**What you should do:**
Show, from the records below, all lines that contain the word "sure".

-- Opening Marker --

PR #397, opened 2015-05-06
samson env plugin

grosser:
@jonmoter simple env plugin to kick things of ... not sure if .env is the best file to use, but it kind of makes sense ...

@steved thoughts ?

### Risks
 - None

### DIFF
--- a/db/schema.rb
+++ b/db/schema.rb
@@ -11,7 +11,7 @@
 #
 # It's strongly recommended that you check this file into your version control system.
 
-ActiveRecord::Schema.define(version: 20150520210103) do
+ActiveRecord::Schema.define(version: 20150530010900) do
 
   create_table "build_statuses", force: :cascade do |t|
     t.integer  "build_id",   null: false
@@ -81,6 +81,22 @@ ActiveRecord::Schema.define(version: 20150520210103) do
   add_index "deploys", ["deleted_at"], name: "index_deploys_on_deleted_at"
   add_index "deploys", ["job_id", "deleted_at"], name: "index_deploys_on_job_id_and_deleted_at"
   add_index "deploys", ["stage_id", "deleted_at"], name: "index_deploys_on_stage_id_and_deleted_at"
+
+  create_table "environment_variable_groups", force: :cascade do |t|
+    t.string "name", limit: 255, null: false
+  end
+
+  add_index "environment_variable_groups", ["name"], name: "index_environment_variable_groups_on_name", unique: true, using: :btree
+
+  create_table "environment_variables", force: :cascade do |t|
+    t.string  "name",            limit: 255, null: false
+    t.string  "value",           limit: 255, null: false
+    t.integer "parent_id",       limit: 4,   null: false
+    t.string  "parent_type",     limit: 255, null: false
+    t.integer "deploy_group_id", limit: 4
+  end
+
+  add_index "environment_variables", ["parent_id", "parent_type", "name", "deploy_group_id"], name: "environment_variables_unique_deploy_group_id", unique: true, using: :btree
 
   create_table "environments", force: :cascade do |t|
     t.string   "name",                          null: false
@@ -218,6 +234,14 @@ ActiveRecord::Schema.define(version: 20150520210103) do
     t.datetime "created_at"
     t.datetime "updated_at"
   end
+
+  create_table "stage_environment_variable_groups", force: :cascade do |t|
+    t.integer "stage_id",                      limit: 4, null: false
+    t.integer "environment_variable_group_id", limit: 4, null: false
+  end
+
+  add_index "stage_environment_variable_groups", ["environment_variable_group_id"], name: "stage_environment_variable_groups_group_id", using: :btree
+  add_index "stage_environment_variable_groups", ["stage_id", "environment_variable_group_id"], name: "stage_environment_variable_groups_unique_group_id", unique: true, using: :btree
 
   create_table "stages", force: :cascade do |t|
     t.string   "name",                                                                       null: false
--- a/plugins/env/app/decorators/stage_decorator.rb
+++ b/plugins/env/app/decorators/stage_decorator.rb
@@ -1,0 +1,6 @@
+Stage.class_eval do
+  include AcceptsEnvironmentVariables
+
+  has_many :stage_environment_variable_groups
+  has_many :environment_variable_groups, through: :stage_environment_variable_groups
+end
--- a/plugins/env/app/models/environment_variable.rb
+++ b/plugins/env/app/models/environment_variable.rb
@@ -1,0 +1,16 @@
+class EnvironmentVariable < ActiveRecord::Base
+  belongs_to :parent, polymorphic: true
+  belongs_to :deploy_group
+  validates :name, presence: true
+
+  def self.env(stage, deploy_group_id)
+    variables = stage.environment_variables + stage.environment_variable_groups.flat_map(&:environment_variables)
+    variables.each_with_object({}) do |ev, all|
+      if !ev.deploy_group_id
+        all[ev.name] ||= ev.value
+      elsif ev.deploy_group_id == deploy_group_id
+        all[ev.name] = ev.value
+      end
+    end
+  end
+end
--- a/plugins/env/app/models/environment_variable_group.rb
+++ b/plugins/env/app/models/environment_variable_group.rb
@@ -1,0 +1,10 @@
+class EnvironmentVariableGroup < ActiveRecord::Base
+  include AcceptsEnvironmentVariables
+
+  default_scope -> { order(:name) }
+
+  has_many :stage_environment_variable_groups
+  has_many :stages, through: :stage_environment_variable_groups
+
+  validates :name, presence: true
+end
--- a/plugins/env/app/models/stage_environment_variable_group.rb
+++ b/plugins/env/app/models/stage_environment_variable_group.rb
@@ -1,0 +1,4 @@
+class StageEnvironmentVariableGroup < ActiveRecord::Base
+  belongs_to :stage
+  belongs_to :environment_variable_group
+end
--- a/plugins/env/db/migrate/20150527210505_add_environment_variables.rb
+++ b/plugins/env/db/migrate/20150527210505_add_environment_variables.rb
@@ -1,0 +1,24 @@
+class AddEnvironmentVariables < ActiveRecord::Migration
+  def change
+    create_table :environment_variables do |t|
+      t.string :name, null: false
+      t.string :value, null: false
+      t.integer :parent_id, null: false
+      t.string :parent_type, null: false
+      t.integer :deploy_group_id
+    end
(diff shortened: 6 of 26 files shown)


grosser:
screen shot 2015-05-06 at 10 41 29 am

steved:
What are you going to put in here?
How do we handle sharing of configuration changes among different applications?

grosser:
For starters I think public configuration only, later maybe secret things but only via indirection (look it up in secret-store under key xyz) or via some acl system ...

To get shared configuration we'd need something like the stage/command building thing, but I'm trying to keep it simple for now since I'm not even sure if we end up using this.

steved:
So then what benefits does this have over keeping it in the repo? At least it's versioned there.

grosser:
Good point, for different stages and .env.staging etc would also work.

Benefits would be:
 - (later) reuse of configuration across projects (might also be possible on project level ...)
 - not adding staging/production config to projects
 - quick change without committing new code

Downsides:
 - env is unversioned
 - env might drift from what the project needs to be run
 - env might need to keep in sync with project version

so yeah not a clear winner ... for samson itself it would be nice since we deploy a project we cannot put secrets or specific configs into ... but that's also fixable via other ways ...

sandlerr:
I'm really hoping we will allow deployers to configure the environment, not just admins

grosser:
edit is restricted to admins, so that won't work :)
still better than going through ops ...

jonmoter:
Yeah, there are a few problems with this approach.

1. No way to share config across projects (e.g. Airbrake API key, redis hosts, etc.)
2. Shouldn't use for secrets
3. No way to have different config for each pod. Several projects have a single stage for deploying to multiple pods, and something like the DATABASE_URL will have a different value for each of the pods. So you can't have a single .env file that will work across multiple pods.

Especially due to point 3, I'm skeptical about getting this ENV management in Samson to play nicely with Capistrano deploys. It's necessary for docker deploys, but I haven't yet found an elegant way to do that with cap deploys.

grosser:
Sharing is easily added by copying the way we do deploy scripts.
Doing service discovery from a remote pod seems problematic to me  (samson
-> pod1/2/3/4) -> leave it to the runner ?
Secrets could be more like instructions "Lookup key xyz in secret store"
and be executed by the runner.
Since that moves a bunch of logic to the runner anyway we might as well
check in the list of required env vars and let the runner build it.

grosser:
also added ENV.json support so we can play with it / use it now.

screen shot 2015-05-08 at 11 51 45 am

grosser:
added support for groups

screen shot 2015-05-27 at 3 37 52 pm
screen shot 2015-05-27 at 3 35 20 pm
screen shot 2015-05-27 at 4 57 48 pm

produces ENV.json + ENV.podx.json for each deploy group of the stage

still need more tests, but looks good ?

grosser:
added tests

looking good ?

henders:
The Environment Group pages look cool. :)

For the stage edit the textarea env config now looks odd in comparison, and IMO the table based approach on the manage groups page looks better.

db/schema.rb
```diff
@@ -47,6 +47,21 @@
...
+  create_table "environment_variable_groups", force: :cascade do |t|
+    t.string "name", limit: 255, null: false
+  end
+
+  add_index "environment_variable_groups", ["name"], name: "index_environment_variable_groups_on_name", unique: true, using: :btree
+
+  create_table "environment_variables", force: :cascade do |t|
+    t.string  "name",                          limit: 255, null: false
+    t.string  "value",                         limit: 255, null: false
+    t.string  "environment_variable_group_id", limit: 255, null: false
```
henders: t.belongs_to instead of a string FK

plugins/env/db/migrate/20150527210505_add_environment_variables.rb
```diff
@@ -0,0 +1,22 @@
+class AddEnvironmentVariables < ActiveRecord::Migration
+  def change
+    create_table :environment_variables do |t|
+      t.string :name, null: false
+      t.string :value, null: false
+      t.string :environment_variable_group_id, null: false
```
henders: t.belongs_to instead of string FK.

plugins/env/db/migrate/20150527210505_add_environment_variables.rb
```diff
@@ -0,0 +1,22 @@
...
+      t.integer :deploy_group_id
```
henders: same here

plugins/env/lib/samson_zendesk/samson_plugin.rb
```diff
@@ -0,0 +1,41 @@
...
+  {:environment_variable_group_ids => []}
+end
+
+Samson::Hooks.callback :after_deploy_setup do |dir, stage|
+  if stage.env.present? || stage.environment_variable_groups.any?
+    # TODO also include everything here / write multiple of these
+    File.write("#{dir}/.env", stage.env)
+
+    # propriatary manifest format
+    manifest = "#{dir}/ENV.json"
```
henders: Do we want to force people to declare a ENV.json manifest file? Maybe leave it up to our process to encourage it, and if it's not there just write the .env files anyway. I would like that as a user if I'm still in the process of creating a project/stage setup in Samson and haven't nailed down all the details yet. Otherwise I'd have to keep doing PRs in the github repo while twiddling settings.

plugins/env/app/models/environment_variable_group.rb
```diff
@@ -0,0 +1,18 @@
...
+  has_many :stage_environment_variable_groups
+  has_many :stages, through: :stage_environment_variable_groups
+
+  validates :name, presence: true
+  accepts_nested_attributes_for :environment_variables, allow_destroy: true
+
+  def self.to_hash(stage, deploy_group_id)
+    stage.environment_variable_groups.each_with_object({}) do |ev_group, all|
+      ev_group.environment_variables.select { |ev| ev.deploy_group_id == deploy_group_id }.each do |ev|
+        all[ev.name] = ev.value
```
henders: Are the 'all' scoped varables included previously to this hash?

plugins/env/db/migrate/20150527210505_add_environment_variables.rb
```diff
@@ -0,0 +1,22 @@
...
+    end
+    add_index :environment_variables, [:environment_variable_group_id, :name, :deploy_group_id], unique: true, name: "environment_variables_unique_deploy_group_id"
+
+    create_table :environment_variable_groups do |t|
+      t.string :name, null: false
+    end
+    add_index :environment_variable_groups, :name, unique: true
+
+    create_table :stage_environment_variable_groups do |t|
+      t.integer :stage_id, :environment_variable_group_id, null: false
```
henders: Rails HABTM table format without an ID field
```
create_table :stage_environment_variable_groups, id: false do |t|
      t.belongs_to :environment_variable_group, index: true
      t.belongs_to :stage, index: true
    end
```

plugins/env/app/models/environment_variable_group.rb
```diff
@@ -0,0 +1,18 @@
+class EnvironmentVariableGroup < ActiveRecord::Base
+  default_scope -> { order(:name) }
+
+  has_many :environment_variables
+  has_many :stage_environment_variable_groups
+  has_many :stages, through: :stage_environment_variable_groups
```
henders: You don't have to specify the through table if you use the HABTM relationship. See DeployGroups to Stages
```
  has_and_belongs_to_many :environment_variable_groups
```

plugins/env/app/models/stage_environment_variable_group.rb
```diff
@@ -0,0 +1,4 @@
+class StageEnvironmentVariableGroup < ActiveRecord::Base
+  belongs_to :stage
+  belongs_to :environment_variable_group
+end
```
henders: Don't need this class if using the HABTM relationship.

plugins/env/app/decorators/stage_decorator.rb
```diff
@@ -0,0 +1,6 @@
+Stage.class_eval do
+  has_many :stage_environment_variable_groups
+  has_many :environment_variable_groups, through: :stage_environment_variable_groups
```
henders: You don't have to specify the through table if you use the HABTM relationship. See DeployGroups to Stages
```
  has_and_belongs_to_many :environment_variable_groups
```

henders:
Oh yea, another advantage of using the HABTM relationship between groups and stages is you can easily do the reverse lookup to see what stages are related to a particular group. (nice to show that if editing a group).

grosser:
Yeah at the end it felt weird to have 2 different interfaces, I'll turn
that into a table too

plugins/env/lib/samson_zendesk/samson_plugin.rb
grosser: Yeah I want to write out both, just needs a bit of refactoring love :)

plugins/env/app/models/environment_variable_group.rb
grosser: the deploy_group specific settings are merged into the 'all' settings to
not have to build them multiple times

plugins/env/app/models/environment_variable_group.rb
grosser: I prefer concrete models over habtm since most of the time some logic ends
up there anyway + it's 1 less abstraction / way of handling things and
allows me to do some efficient queries like stage_environment_variable_
groups.pluck(:stage_id)

plugins/env/db/migrate/20150527210505_add_environment_variables.rb
grosser: I'm using a unique index on both for the first one ... but yeah same reason: I want to see the actual structure and not the railsy abstraction

grosser:
Can also do that without, just needs another has_many :stages, through :)

grosser:
New index page with stages
screen shot 2015-05-28 at 1 48 34 pm

New stage ui with table:
screen shot 2015-05-28 at 1 50 09 pm

and generating .env files for all deploy groups

it no longer merges them with the existing settings but blows up if you did not specify all required keys + ignores keys that were not specified

any concerns still remaining ?

grosser:
Later this can set consul keys or whatever instead of writing these ENV.json files, but that should be easy ...

plugins/env/app/models/environment_variable.rb
```diff
@@ -0,0 +1,16 @@
+class EnvironmentVariable < ActiveRecord::Base
+  belongs_to :parent, polymorphic: true
+  belongs_to :deploy_group
```
jonmoter: Does this mean that if I want to have AIRBRAKE_API_KEY defined, I would need to manually add the same value to each deploy group?  (pod98-101, pod1-6, gamma1-6)

grosser: nope, you just add it to the "All" environment variable where deploy_group is nil

jonmoter:
This looks good to me. Let's merge it, play around with it some, and see what works about it, and what we want to tweak.

:+1:

grosser:
I'll get rosetta converted ... let's see if that works fine :)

-- Closing Marker --

**Written response:**
@jonmoter simple env plugin to kick things of ... not sure if .env is the best file to use, but it kind of makes sense ...
To get shared configuration we'd need something like the stage/command building thing, but I'm trying to keep it simple for now since I'm not even sure if we end up using this.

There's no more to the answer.